(Saved data entries)

☆ ☆ ☆ ☆ ☆

PR #1589, opened 2026-07-24
docs: define Hindsight memory port schema

AronAxe:


danielmiessler:
Appreciate the work that went into this, but it can't merge: it rewrites core docs and five install tools to describe a different product also named Hermes, with its own external memory bank — which collides directly with LifeOS's Hermes sidecar doctrine (one brain, the sidecar is another way into it, no second memory). It also carries personal paths and a compiled `.pyc` artifact. The port-schema idea itself is better kept in your fork as a standalone doc; closing here.

PR #1594, opened 2026-07-24
refactor(memory)!: rename <pai-memory*> context tags to <lifeos-memory*>

anikinsasha:
## Breaking change — PAI→LifeOS naming leftover

The memory context-block tags injected into prompts still carry the pre-rename PAI naming. This renames them to match LifeOS:

- `<pai-memory>` → `<lifeos-memory>`
- `<pai-memory-delta>` → `<lifeos-memory-delta>`
- `<pai-memory-health>` → `<lifeos-memory-health>`

All coupled surfaces change in this one commit — the emitters (LoadMemory, MemoryDeltaSurface), the MemoryTurnStart dispatcher docs, FormatGate's detection, and the system prompt's 🧠 MEMORY-line contract. These string-match each other and must never be renamed separately; a COUPLING comment now marks the FormatGate site. FormatGate keeps accepting the legacy `pai-` tag so sessions started before the rename still register their deltas.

☆ ☆ ☆ ☆ ☆

Action item:
What is needed is an exact transcription of every record above.

Solution:
PR #1589, opened 2026-07-24
docs: define Hindsight memory port schema

AronAxe:


danielmiessler:
Appreciate the work that went into this, but it can't merge: it rewrites core docs and five install tools to describe a different product also named Hermes, with its own external memory bank — which collides directly with LifeOS's Hermes sidecar doctrine (one brain, the sidecar is another way into it, no second memory). It also carries personal paths and a compiled `.pyc` artifact. The port-schema idea itself is better kept in your fork as a standalone doc; closing here.

PR #1594, opened 2026-07-24
refactor(memory)!: rename <pai-memory*> context tags to <lifeos-memory*>

anikinsasha:
## Breaking change — PAI→LifeOS naming leftover

The memory context-block tags injected into prompts still carry the pre-rename PAI naming. This renames them to match LifeOS:

- `<pai-memory>` → `<lifeos-memory>`
- `<pai-memory-delta>` → `<lifeos-memory-delta>`
- `<pai-memory-health>` → `<lifeos-memory-health>`

All coupled surfaces change in this one commit — the emitters (LoadMemory, MemoryDeltaSurface), the MemoryTurnStart dispatcher docs, FormatGate's detection, and the system prompt's 🧠 MEMORY-line contract. These string-match each other and must never be renamed separately; a COUPLING comment now marks the FormatGate site. FormatGate keeps accepting the legacy `pai-` tag so sessions started before the rename still register their deltas.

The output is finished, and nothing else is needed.